This configuration provides protection against outsiders at the lowest cost.
The governance profile used in this scenario is the following:
<dds>
<domain_access_rules>
<domain_rule>
<domains>
<id_range>
<min>0</min>
</id_range>
</domains>
<allow_unauthenticated_participants>false</allow_unauthenticated_participants>
<enable_join_access_control>false</enable_join_access_control>
<discovery_protection_kind>NONE</discovery_protection_kind>
<liveliness_protection_kind>NONE</liveliness_protection_kind>
<rtps_protection_kind>SIGN</rtps_protection_kind>
<topic_access_rules>
<topic_rule>
<topic_expression>*</topic_expression>
<enable_discovery_protection>false</enable_discovery_protection>
<enable_liveliness_protection>false</enable_liveliness_protection>
<enable_read_access_control>false</enable_read_access_control>
<enable_write_access_control>false</enable_write_access_control>
<metadata_protection_kind>NONE</metadata_protection_kind>
<data_protection_kind>NONE</data_protection_kind>
</topic_rule>
</topic_access_rules>
</domain_rule>
</domain_access_rules>
</dds>
RTPS ‘Encrypt’
This scenario sets the rtps_protection_kind
to ENCRYPT
. This configuration
is similar to the protection TLS
provides.
The governance profile used in this scenario is the following:
<dds>
<domain_access_rules>
<domain_rule>
<domains>
<id_range>
<min>0</min>
</id_range>
</domains>
<allow_unauthenticated_participants>false</allow_unauthenticated_participants>
<enable_join_access_control>false</enable_join_access_control>
<discovery_protection_kind>NONE</discovery_protection_kind>
<liveliness_protection_kind>NONE</liveliness_protection_kind>
<rtps_protection_kind>ENCRYPT</rtps_protection_kind>
<topic_access_rules>
<topic_rule>
<topic_expression>*</topic_expression>
<enable_discovery_protection>false</enable_discovery_protection>
<enable_liveliness_protection>false</enable_liveliness_protection>
<enable_read_access_control>false</enable_read_access_control>
<enable_write_access_control>false</enable_write_access_control>
<metadata_protection_kind>NONE</metadata_protection_kind>
<data_protection_kind>NONE</data_protection_kind>
</topic_rule>
</topic_access_rules>
</domain_rule>
</domain_access_rules>
</dds>
RTPS ‘Sign with Original Authentication’ and Data ‘Encrypt’

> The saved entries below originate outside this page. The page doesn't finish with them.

PR #1344, opened 2025-08-12
chore(lxlweb, supersearch): Bump dependencies

johanbissemattsson:
### Solves

Bumps dependencies in `lxl-web` and `supersearch` (together with `codemirror-lang-lxlquery`)

### Summary of changes

- Bump dependencies to latest version with some exceptions... see below 👇 
- `sveltejs/kit` uses `2.27.1` instead of `2.28.0` due to a bug causing tests to fail
- `codemirror/view` is kept at `6.36.6` (instead of `6.38.1`) as `aria-placeholder` added in `6.36.7` doesn't play nicely with `role="combobox"`, causing AXE accessibility tests to fail. We should decide if we should supress these errors or work around it in some other way.
- Upgrade vite to version 7 (this will add Node ^22.12 as a requirement).
- Harmonize package.json in `packages/supersearch` with Sveltes library starter template. Note that `npm run prepack` or  `npm pack` should now be used instead of `npm run prepare`
- Add `lang="ts"` to `<script module>`
- Fix issue with multiple candidate TSConfigRootDirs


jesperengstrom (approved):
Nice job! ⭐ 
Everything seems to work just fine.

PR #1345, opened 2025-08-13
chore(lxlweb): Migrate to Svelte 5 syntax

jesperengstrom:
### Tickets involved
[LXL-NNNN](https://kbse.atlassian.net/browse/LXL-NNNN), [LXL-NNNN](https://kbse.atlassian.net/browse/LXL-NNNN)

### Solves

Description of what this solves

### Summary of changes

Summary of changes


lxl-web/src/lib/components/Modal.svelte
```diff
@@ -45,8 +59,8 @@
 <dialog
 	class="fixed top-0 left-0 flex h-screen max-h-full w-screen max-w-full"
 	tabindex="-1"
-	on:click|self={handleBackdropClick}
```
jesperengstrom, line 48: Seems like the `self` modifier isn't needed since `handleBackdropClick` checks if the click came from the element itself?

lxl-web/src/lib/components/Matomo.svelte
```diff
@@ -35,4 +40,4 @@
 		<script async defer src={`${URL}/matomo.js`} on:load={onMatomoScriptLoad}></script>
```
jesperengstrom, line 40: `on:load` here was the one thing I wasn't able to migrate without hassle. Native `onload` violates our CSP policy, blocking the script. 
`Either the 'unsafe-inline' keyword, a hash ('sha256-...'), or a nonce ('nonce-...') is required to enable inline execution.`

The old way still works, just leave it be?

lxl-web/src/lib/components/MarkdownContent.svelte
```diff
@@ -1,5 +1,13 @@
+<script lang="ts">
+	interface Props {
+		children?: import('svelte').Snippet;
```
johanbissemattsson, line 3: I haven't encounterd this way of defining snippet types before. I guess that there's nothing inherently wrong with it but we should maybe be consistent througout the codebase.

See https://svelte.dev/docs/svelte/snippet#Typing-snippets

lxl-web/src/lib/components/Matomo.svelte
```diff
@@ -2,6 +2,11 @@
 	import { env } from '$env/dynamic/public';
 	import { afterNavigate } from '$app/navigation';
 	import { setMatomoTracker, getMatomoTracker, setMatomoContext } from '$lib/contexts/matomo';
+	interface Props {
+		children?: import('svelte').Snippet;
```
johanbissemattsson, line 6: Same as previous comment regarding importing snippet types.

lxl-web/src/lib/components/Matomo.svelte
johanbissemattsson: I cannot seem to reproduce this issue (when testing with both `onload` and `on:load` in Firefox and Chrome – both when running `npm run dev` and `npm run preview`.

lxl-web/src/lib/components/find/LeadingPane.svelte
```diff
@@ -13,7 +13,11 @@
 	import BiArrowBarLeft from '~icons/bi/arrow-bar-left';
 	import IconSliders from '~icons/bi/sliders';
 
-	const { children } = $props();
+	interface Props {
+		children?: import('svelte').Snippet;
```
johanbissemattsson, line 17: Same as previous comment regarding importing snippet types.

johanbissemattsson (commented):
LGTM!

I cannot however reproduce the the error with `onload` violating our CSP policy. Both `onload` and `on:load` seems to work fine for me. 🤷

PR #1347, opened 2025-08-13
chore(lxlweb): revert rollup upgrade

jesperengstrom:
### Solves

Dependency upgrades in https://github.com/libris/lxlviewer/pull/1344 broke some of the supersearch functionality. It seems that the Rollup upgrade in `codemirror-lang-lxlquery` caused this and I have no idea why. 

Since it's only responsible for bundling the language, there's no urgent need to upgrade as long as it does its job...?

### Summary of changes

* Revert rollup upgrade

### DIFF
--- a/package-lock.json
+++ b/package-lock.json
@@ -63,286 +63,6 @@
         "vitest": "^3.2.4"
       }
     },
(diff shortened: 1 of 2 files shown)


jesperengstrom:
Nooo... These test errors again. Time to go home 😄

This scenario sets the rtps_protection_kind
to SIGN_WITH_ORIGIN_AUTHENTICATION
. It also sets
the data_protection_kind
to ENCRYPT
. This configuration is the common
choice for intra-domain protection and confidentiality.

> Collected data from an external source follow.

PR #1350, opened 2025-08-15
feat(lxl-web): Scroll buttons on horizontal lists (LWS-402)

johanbissemattsson:
### Tickets involved
[LWS-402](https://kbse.atlassian.net/browse/LWS-402)

### Solves

Adds scroll buttons on horizontal lists indicating that the lists are scrollable.

Skärmavbild 2025-08-15 kl  14 42 40

The scroll buttons are only shown when the user has at least one accurate input pointing device (such as a mouse) and hovers over the lists.

The scroll buttons are therefor hidden on mobile devices where users are more accustomed to horizontally scrollable sections.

The governance profile used in this scenario is the following:
<dds>
<domain_access_rules>
<domain_rule>
<domains>
<id_range>
<min>0</min>
</id_range>
</domains>
<allow_unauthenticated_participants>false</allow_unauthenticated_participants>
<enable_join_access_control>false</enable_join_access_control>
<discovery_protection_kind>NONE</discovery_protection_kind>
<liveliness_protection_kind>NONE</liveliness_protection_kind>
<rtps_protection_kind>SIGN_WITH_ORIGIN_AUTHENTICATION</rtps_protection_kind>
<topic_access_rules>
<topic_rule>
<topic_expression>*</topic_expression>
<enable_discovery_protection>false</enable_discovery_protection>
<enable_liveliness_protection>false</enable_liveliness_protection>
<enable_read_access_control>false</enable_read_access_control>
<enable_write_access_control>false</enable_write_access_control>
<metadata_protection_kind>NONE</metadata_protection_kind>
<data_protection_kind>ENCRYPT</data_protection_kind>
</topic_rule>
</topic_access_rules>
</domain_rule>
</domain_access_rules>
</dds>
RTPS ‘Sign,’ Submessage ‘Encrypt with Original Authentication,’ and Data ‘Encrypt’

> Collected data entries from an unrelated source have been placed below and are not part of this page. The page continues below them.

PR #1354, opened 2025-08-19
fix(lxl-web): Add editions to table of contents

johanbissemattsson:
### Solves

Add editions to table of contents on resource pages and fixes issue where each work instance got an observer (causing console warnings on e.g. https://beta.libris-qa.kb.se/9s2g6qpv7j59f46p).

### Summary of changes

- Add editions to table of contents
- Ensure only toc sections get intersection observers


jesperengstrom (approved):
LGTM!

Anchor links as generated in the toc seems to lead to some weird routing behavior (like i showed you), but that is a separate issue. Ship it!

PR #1532, opened 2026-03-19
feat(lxlweb): Library subset tweaks

jesperengstrom:
### Solves

A few improvements when using a library as a subset filter, in these examples [ArkDes](http://localhost:5173/?_r=itemHeldByOrg%3A%22sigel%3Aorg%2FARKM%22).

This scenario sets the rtps_protection_kind
to SIGN
. It also sets
the data_protection_kind
to ENCRYPT
and the metadata_protection_kind
to
ENCRYPT_WITH_ORIGIN_AUTHENTICATION
. This configuration offers the most robust
protection.
The governance profile used in this scenario is the following:
<?xml version="1.0" encoding="UTF-8"?>
<dds>
<domain_access_rules>
<domain_rule>
<domains>
<id_range>
<min>0</min>
</id_range>
</domains>
<allow_unauthenticated_participants>false</allow_unauthenticated_participants>
<enable_join_access_control>false</enable_join_access_control>
<discovery_protection_kind>NONE</discovery_protection_kind>
<liveliness_protection_kind>NONE</liveliness_protection_kind>
<rtps_protection_kind>SIGN</rtps_protection_kind>
<topic_access_rules>
<topic_rule>
<topic_expression>*</topic_expression>
<enable_discovery_protection>false</enable_discovery_protection>
<enable_liveliness_protection>false</enable_liveliness_protection>
<enable_read_access_control>false</enable_read_access_control>
<enable_write_access_control>false</enable_write_access_control>
<metadata_protection_kind>ENCRYPT_WITH_ORIGINAL_AUTHENTICATION</metadata_protection_kind>
<data_protection_kind>ENCRYPT</data_protection_kind>
</topic_rule>
</topic_access_rules>
</domain_rule>
</domain_access_rules>
</dds>
RTPS ‘Sign,’ Submessage ‘Encrypt’
This scenario sets the rtps_protection_kind
to SIGN
. It also sets the
metadata_protection_kind
to ENCRYPT
. This configuration allows user data confidentiality
(with insiders protection) while keeping Wireshark capabilities.
The governance profile used in this scenario is the following:
<?xml version="1.0" encoding="UTF-8"?>
<dds xmlns:xsi="http://www.w3.org/2001/XMLSchema-instance"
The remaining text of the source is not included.